Ángela Baudrix, la viuda, queda en la miseria. Sus
hijas tienen seis y 12 años de edad. Tiempo después se ven obligadas a trabajar
de costureras en el taller de Simón Pereyra, un proveedor de uniformes para el
ejército y especulador en la compra-venta de tierras.
El periodista e historiador José Manuel de Estrada
(1842-1894), escribió un homenaje a Manuel Dorrego que puede considerarse un
conmovedor epitafio:
"Fue un apóstol y no
de los que se alzan en medio de la prosperidad y de las garantías, sino apóstol
de las tremendas crisis. Pisó la verde campiña convertida en cadalso, enseñando
a sus conciudadanos la clemencia y la fraternidad, y dejando a sus
sacrificadores el perdón, en un día de verano ardiente como su alma, y sobre el
cual la noche comenzaba a echar su velo de tinieblas, como iba a arrojar sobre
él la muerte su velo de misterio. Se dejó matar con la dulzura de un niño, él
que había tenido dentro del pecho todos los volcanes de la pasión. Supo vivir
como los héroes y morir como los mártires".
Los nefastos argumentos de Lavalle son los mismos que en el Siglo siguiente llevaron a Uriburu (1930); Lonardi, Aramburu y Rojas (1955); Onganía (1966) y Videla (1976) a cometer los mayores latrocinios contra la dignidad del Pueblo argentino, en defensa de un supuesto al que hipócritamente denominan “orden”.
RodolfoWalsh (en Operación Masacre) pone en duda la dignidad moral de aquellos que se “indignan” hipócritamente por barbaridades, masacres y violencias contra el “orden”, y que se arrogan el derecho de juzgar y disponer de las vidas de otros en aras de un declamado bien común.
Todos ellos quisieron hacer posible la regresión histórica, y para ello era necesario e imprescindible imponer el escarmiento.
Todos estos personajes de la historia y personeros de la extranjerización, no sólo se propusieron matar: se propusieron infundir terror. Esa fue su mayor crueldad.
1) Salvador María del Carril, nacido en San Juan. Jurista y estadista, vicepresidente de la Confederación Argentina. Educado en derecho civil y canónico en la Universidad de San Carlos en Córdoba; discípulo del deán Funes, recibió su título de doctor en 1816.

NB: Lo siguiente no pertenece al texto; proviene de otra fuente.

PR #511, opened 2019-08-12
Also include .hpp, .hxx and .hh

nikeee:
Currently, `particle-cli` only supports `.h` files. For C++, [there is a common convention](https://stackoverflow.com/a/154445) that `.hpp`, `.hxx` or `.hh` can also be used for header files.

This PR allows `.hpp`, `.hxx` and `.hh` as  header file extensions.


ScruffR:
Would be good if we also got some means to also allow "arbitrary" files/extensions - e.g. via a `particle.include` file (much like the previously accepted `spark.ignore` file in pre `libraries 2.0` versions of CLI)

busticated:
thanks @nikeee :+1:

it'd be nice to have companion tests to verify the expected behavior. perhaps something can be easily added [here](https://github.com/particle-iot/particle-cli/blob/master/src/cmd/cloud.test.js) or as an end-to-end test over [here](https://github.com/particle-iot/particle-cli/blob/master/test/e2e/compile.e2e.js). end-to-end test docs are over [here](https://github.com/particle-iot/particle-cli/blob/master/test/README.md)

busticated:
@nikeee not sure what's up w/ CI - i tried re-running without any luck then i pulled down your branch and tests pass locally 🤔😑

nikeee:
I added an E2E test in 197f83c. However, I could not verify that it actually passes. Also, CI apperantly does not seem run the E2E tests...?

busticated:
@nikeee 

> I added an E2E test in 197f83c. 

:tada: awesome - very much appreciated :pray:

> However, I could not verify that it actually passes

are you not able to run them locally? if so, i'd be interested in learning where things went wrong so future contributors will have an easier time.

> Also, CI apperantly does not seem run the E2E tests...?

they run _after_ the unit + integration tests so if you have a failure there (which you do - for some as yet unknown reason) then the e2e tests will never run.

i would say don't worry about wrestling with it for now - what you've provided is super-helpful. i'll get it merged ASAP :+1:

busticated:
@nikeee do you mind signing our [Contributor License Agreement](https://github.com/particle-iot/particle-cli/blob/master/CONTRIBUTING.md)? for some reason i thought you had already done that 😊

nikeee:
Done.

PR #486, opened 2019-05-13
Bump serialport to 7.1.5 for Node.js 12 compability

nikeee:
Currently, I'm not able to install the current `particle-cli` due to compilation errors of `node-serialport`.

`node-serialport` fixed Node.js 12 compability in version `7.1.5`, see:
https://github.com/serialport/node-serialport/compare/serialport@7.1.4...serialport@7.1.5

PR #513, opened 2019-08-13
Add normalizeText to handle different formattings of the help text

nikeee:
As described here: https://github.com/particle-iot/particle-cli/pull/486#issuecomment-495353964
There are issues with help text. On certain CI builds, the terminal is narrower, resulting in a wrapped help text. This causes assertions regarding the help text to fail.
This PR adds a function function which strips line breaks and replaces (spaced) indentation with a single space.


nikeee:
Turns out, normalizing doesn't suffice, since the wrapped text also contains `[string]`

Issue #372, opened 2017-06-02
cannot kill the serial monitor in follow mode with CTRL-C


dmiddlecamp:
If the follow mode has disconnected / reconnected to a device after it resets, you can no longer kill the serial monitor with CTRL-C / keyboard interrupts.

technobly:
I've seen this before and when that happens CTRL+Z seemed to work.  I just tried reproducing this though and could not, perhaps this is fixed?
```
Opening serial monitor for com port: "/dev/tty.usbmodem142421"
Serial monitor opened successfully:
Serial connection closed.  Attempting to reconnect...
Serial monitor opened successfully:
// CTRL+C
^CCaught Interrupt.  Cleaning up.
Serial connection closed.
```

PR #515, opened 2019-08-21
moves hardcoded 5ms timeout to settings file

dmiddlecamp:
Background:

     We're investigating a CLI crash on a long-running `particle serial monitor --follow` invocation that runs out of memory after ~4 hours or so.

Theory:

    The follow command has a 5ms timeout before it checks for serial ports again, heavily taxing the operating system.  By making this a setting, we can more easily test a longer timeout without changing behavior for everyone.  We suspect a 50, or 100ms timeout will be easier on the host OS, and provide equivalent behavior.

Thanks!

### DIFF
--- a/settings.js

Pasó algunos de los siguientes años como periodista y funcionario en el
Ministerio de Hacienda en Buenos Aires; regresó a San Juan y llegó a ser su
gobernador; durante su permanencia en ese cargo, tomó a Rivadavia como modelo e
intentó modernizar a San Juan. Se mejoró el abastecimiento de agua, se
embelleció la ciudad; se establecieron nuevos pueblos, se introdujo una prensa,
el 15 de julio de 1826, promulgó la constitución provincial Carta de Mayo,
basada en las nuevas ideas liberales inglesas, muchas de las cuales fueron, más
tarde, incorporadas a las constituciones de Rivadavia y a la de 1853. Despertó
la oposición del clero en tal magnitud, que se vio obligado a alejarse de sus funciones
temporariamente; poco tiempo después de reasumir su cargo, presentó su renuncia
para dirigirse a Buenos Aires.
Se
convirtió en ministro de Hacienda bajo la presidencia de Rivadavia; más tarde,
cuando Dorrego fue electo gobernador, prestó servicios como uno de los
principales asesores del general Lavalle, quien derrotó y ejecutó a Dorrego.
Posteriormente
al propio derrocamiento de Lavalle y a su partida al exilio, Del Carril también
abandonó el país; pasó a ser miembro de la Comisión Argentina y apoyó a Lavalle
en su regreso para combatir a Rosas en 1839.
Muy
pronto se unió a Urquiza en su lucha contra Rosas; después de Caseros, Del
Carril permaneció con la Confederación, siendo delegado en el Congreso
Constituyente y rubricando la constitución.
Se lo designó
vicepresidente de la Confederación Argentina
Fue
empleado por el presidente Urquiza para colaborar a fin de conseguir la reunión
de Buenos Aires con las demás provincias; después de ello, Del Carril fue
designado para la Corte Suprema (1862) durante la presidencia de Bartolomé
Mitre, prestando servicios como su presidente desde 1870 hasta su posterior
retiro de la vida pública en 1877, seis años antes de su muerte.